**Your goal:** The listing below must be given again in full, exactly.

'''

PR #527, opened 2019-08-22
Change rule expiry to keep-alive

### LINKED ISSUE #513: [BUG] Route expiration is buggy.
Sometimes routing rules expire even when the routing rule is constantly used.

## To reproduce
Run the messaging interactive test environment for a while.

Darkren:
Fixes #513 

Modified rule to contain `KeepAlive` field instead of `ExpiresAt` also adjusting the client code and tests


pkg/router/managed_routing_table.go
```diff
@@ -23,21 +27,41 @@ func manageRoutingTable(rt routing.Table) *managedRoutingTable {
...
 }
 
-func (rt *managedRoutingTable) Rule(routeID routing.RouteID) (routing.Rule, error) {
+func (rt *managedRoutingTable) AddRule(rule routing.Rule) (routing.RouteID, error) {
+	routeID, err := rt.Table.AddRule(rule)
+	if err != nil {
+		return 0, err
+	}
+
 	rt.mu.Lock()
```
evanlinjin: We should also lock the `rt.Table.AddRule()` to ensure the entire operation is atomic (as there is a very small possibility that the added rule is deleted immediately by `Cleanup`).

pkg/router/router.go
```diff
@@ -23,8 +23,8 @@ import (
 )
 
 const (
-	// RouteTTL is the default expiration interval for routes
-	RouteTTL = 2 * time.Hour
+	// RouteKeepAlive is the default expiration interval for routes
+	RouteKeepAlive = 2 * time.Hour
```
evanlinjin: Rename to `DefaultRouteKeepAlive`.

pkg/visor/rpc_client.go
```diff
@@ -199,7 +199,7 @@ func NewMockRPCClient(r *rand.Rand, maxTps int, maxRules int) (cipher.PubKey, RP
 		log.Infof("tp[%2d]: %v", i, tps[i])
 	}
 	rt := routing.InMemoryRoutingTable()
-	ruleExp := time.Now().Add(time.Hour * 24)
+	ruleKeepAlive := 24 * time.Hour
```
evanlinjin: Use `router.DefaultRouteKeepAlive`.

evanlinjin (changes requested):
Good work. Just some comments here and there.

pkg/router/managed_routing_table.go
Darkren: @evanlinjin fair. Fixed this one by putting `AddRule` and `DeleteRules` calls under the lock, please check out if it's appropriate

evanlinjin: We need to move `rt.mu.Lock()` to line `31`. There is still a possibility that `Cleanup` will trigger on execution hits line `32`, hence, deleting the rule as soon as it's created.

Darkren: @evanlinjin I'm sorry, made a stupid move. I made `Rule` atomic instead of `AddRule` just confused methods. However, I made `AddRule` atomic now. And the question is, should `Rule` also be atomic as it is now?

evanlinjin: Ahh I see, that makes sense. Yeah sure, let's keep it as is. Now we have consistency across the methods.

pkg/router/managed_routing_table.go
```diff
@@ -23,29 +27,58 @@ func manageRoutingTable(rt routing.Table) *managedRoutingTable {
...
+	defer rt.mu.Unlock()
+
 	err := rt.RangeRules(func(routeID routing.RouteID, rule routing.Rule) bool {
-		if rule.Expiry().Before(time.Now()) {
-			if lastActivity, ok := rt.activity[routeID]; !ok || time.Since(lastActivity) > routeKeepalive {
-				expiredIDs = append(expiredIDs, routeID)
-			}
+		if rt.ruleIsTimedOut(routeID, rule) {
+			expiredIDs = append(expiredIDs, routeID)
```
evanlinjin, line 70: We need to have `delete(rt.activity, routeID)` somewhere.

evanlinjin (changes requested):
Looks good. Just one thing.

pkg/router/managed_routing_table.go
Darkren: Fair

evanlinjin (approved):

PR #533, opened 2019-08-26
Read arbitrary hypervisor config from flag instead of args

### LINKED ISSUE #532: Hypervisor cannot read an arbitrary config passed through args
Hypervisor has two `Cobra` commands: 
- root 
- `gen-config`

If using root and specifying a config file to be used, `Cobra` thinks that the config path is a command name, so arbitrary config does not work now. We need to fix this in a way that it reads config from an arbitrary path using a flag.

nkryuchkov:
Closes #532

### DIFF
--- a/pkg/util/pathutil/configpath.go
+++ b/pkg/util/pathutil/configpath.go
@@ -97,8 +97,9 @@ func HypervisorDefaults() ConfigPaths {
 // - From CLI argument.
 // - From ENV.
 // - From a list of default paths.
+// If argsIndex < 0, args search does not take place.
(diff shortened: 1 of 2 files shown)


pkg/util/pathutil/configpath.go
```diff
@@ -97,8 +97,9 @@ func HypervisorDefaults() ConfigPaths {
 // - From CLI argument.
 // - From ENV.
 // - From a list of default paths.
+// If argsIndex < 0, args search does not take place.
```
evanlinjin: `args` -> `CLI args` to avoid ambiguity.

evanlinjin (approved):
Good work. Just the single comment.

PR #534, opened 2019-08-27
Fix/tcp-transport with correct laddr

ayuryshev:
It's a part of bigger and unfinished tcp-transport PR.

Here:
- Fix of tcp-transport itself - it did not send laddr during Dial so
on Accept on another edge was broken
- Fix of memoryPubKeyTable: reverse search of pk was broken
- FilePubKeyTable - simplified, now composed from memoryPubKeyTable
- tests of tcp-transport - under no_ci tags because they need prepared IP addresses
- .travis-ci now prepares IP aliases for tests

Also: 
Fixed message `can't load package: package github.com/skycoin/skywire: unknown import path "github.com/skycoin/skywire": cannot find module providing package github.com/skycoin/skywire` during commands like `go clean`

### DIFF
--- a/.travis.yml
+++ b/.travis.yml
@@ -17,5 +17,10 @@ install:
   - go get -u github.com/FiloSottile/vendorcheck
   - curl -sfL https://install.goreleaser.com/github.com/golangci/golangci-lint.sh | sh -s -- -b $GOPATH/bin v1.17.1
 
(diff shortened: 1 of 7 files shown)


evanlinjin:
@ayuryshev I will close this PR as it seems these changes are already added to #526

'''

**Answer for the task:**
PR #527, opened 2019-08-22
Change rule expiry to keep-alive

### LINKED ISSUE #513: [BUG] Route expiration is buggy.
Sometimes routing rules expire even when the routing rule is constantly used.

## To reproduce
Run the messaging interactive test environment for a while.

Darkren:
Fixes #513 

Modified rule to contain `KeepAlive` field instead of `ExpiresAt` also adjusting the client code and tests


pkg/router/managed_routing_table.go
```diff
@@ -23,21 +27,41 @@ func manageRoutingTable(rt routing.Table) *managedRoutingTable {
...
 }
 
-func (rt *managedRoutingTable) Rule(routeID routing.RouteID) (routing.Rule, error) {
+func (rt *managedRoutingTable) AddRule(rule routing.Rule) (routing.RouteID, error) {
+	routeID, err := rt.Table.AddRule(rule)
+	if err != nil {
+		return 0, err
+	}
+
 	rt.mu.Lock()
```
evanlinjin: We should also lock the `rt.Table.AddRule()` to ensure the entire operation is atomic (as there is a very small possibility that the added rule is deleted immediately by `Cleanup`).

pkg/router/router.go
```diff
@@ -23,8 +23,8 @@ import (
 )
 
 const (
-	// RouteTTL is the default expiration interval for routes
-	RouteTTL = 2 * time.Hour
+	// RouteKeepAlive is the default expiration interval for routes
+	RouteKeepAlive = 2 * time.Hour
```
evanlinjin: Rename to `DefaultRouteKeepAlive`.

pkg/visor/rpc_client.go
```diff
@@ -199,7 +199,7 @@ func NewMockRPCClient(r *rand.Rand, maxTps int, maxRules int) (cipher.PubKey, RP
 		log.Infof("tp[%2d]: %v", i, tps[i])
 	}
 	rt := routing.InMemoryRoutingTable()
-	ruleExp := time.Now().Add(time.Hour * 24)
+	ruleKeepAlive := 24 * time.Hour
```
evanlinjin: Use `router.DefaultRouteKeepAlive`.

evanlinjin (changes requested):
Good work. Just some comments here and there.

pkg/router/managed_routing_table.go
Darkren: @evanlinjin fair. Fixed this one by putting `AddRule` and `DeleteRules` calls under the lock, please check out if it's appropriate

evanlinjin: We need to move `rt.mu.Lock()` to line `31`. There is still a possibility that `Cleanup` will trigger on execution hits line `32`, hence, deleting the rule as soon as it's created.

Darkren: @evanlinjin I'm sorry, made a stupid move. I made `Rule` atomic instead of `AddRule` just confused methods. However, I made `AddRule` atomic now. And the question is, should `Rule` also be atomic as it is now?

evanlinjin: Ahh I see, that makes sense. Yeah sure, let's keep it as is. Now we have consistency across the methods.

pkg/router/managed_routing_table.go
```diff
@@ -23,29 +27,58 @@ func manageRoutingTable(rt routing.Table) *managedRoutingTable {
...
+	defer rt.mu.Unlock()
+
 	err := rt.RangeRules(func(routeID routing.RouteID, rule routing.Rule) bool {
-		if rule.Expiry().Before(time.Now()) {
-			if lastActivity, ok := rt.activity[routeID]; !ok || time.Since(lastActivity) > routeKeepalive {
-				expiredIDs = append(expiredIDs, routeID)
-			}
+		if rt.ruleIsTimedOut(routeID, rule) {
+			expiredIDs = append(expiredIDs, routeID)
```
evanlinjin, line 70: We need to have `delete(rt.activity, routeID)` somewhere.

evanlinjin (changes requested):
Looks good. Just one thing.

pkg/router/managed_routing_table.go
Darkren: Fair

evanlinjin (approved):

PR #533, opened 2019-08-26
Read arbitrary hypervisor config from flag instead of args

### LINKED ISSUE #532: Hypervisor cannot read an arbitrary config passed through args
Hypervisor has two `Cobra` commands: 
- root 
- `gen-config`

If using root and specifying a config file to be used, `Cobra` thinks that the config path is a command name, so arbitrary config does not work now. We need to fix this in a way that it reads config from an arbitrary path using a flag.

nkryuchkov:
Closes #532

### DIFF
--- a/pkg/util/pathutil/configpath.go
+++ b/pkg/util/pathutil/configpath.go
@@ -97,8 +97,9 @@ func HypervisorDefaults() ConfigPaths {
 // - From CLI argument.
 // - From ENV.
 // - From a list of default paths.
+// If argsIndex < 0, args search does not take place.
(diff shortened: 1 of 2 files shown)


pkg/util/pathutil/configpath.go
```diff
@@ -97,8 +97,9 @@ func HypervisorDefaults() ConfigPaths {
 // - From CLI argument.
 // - From ENV.
 // - From a list of default paths.
+// If argsIndex < 0, args search does not take place.
```
evanlinjin: `args` -> `CLI args` to avoid ambiguity.

evanlinjin (approved):
Good work. Just the single comment.

PR #534, opened 2019-08-27
Fix/tcp-transport with correct laddr

ayuryshev:
It's a part of bigger and unfinished tcp-transport PR.

Here:
- Fix of tcp-transport itself - it did not send laddr during Dial so
on Accept on another edge was broken
- Fix of memoryPubKeyTable: reverse search of pk was broken
- FilePubKeyTable - simplified, now composed from memoryPubKeyTable
- tests of tcp-transport - under no_ci tags because they need prepared IP addresses
- .travis-ci now prepares IP aliases for tests

Also: 
Fixed message `can't load package: package github.com/skycoin/skywire: unknown import path "github.com/skycoin/skywire": cannot find module providing package github.com/skycoin/skywire` during commands like `go clean`

### DIFF
--- a/.travis.yml
+++ b/.travis.yml
@@ -17,5 +17,10 @@ install:
   - go get -u github.com/FiloSottile/vendorcheck
   - curl -sfL https://install.goreleaser.com/github.com/golangci/golangci-lint.sh | sh -s -- -b $GOPATH/bin v1.17.1
 
(diff shortened: 1 of 7 files shown)


evanlinjin:
@ayuryshev I will close this PR as it seems these changes are already added to #526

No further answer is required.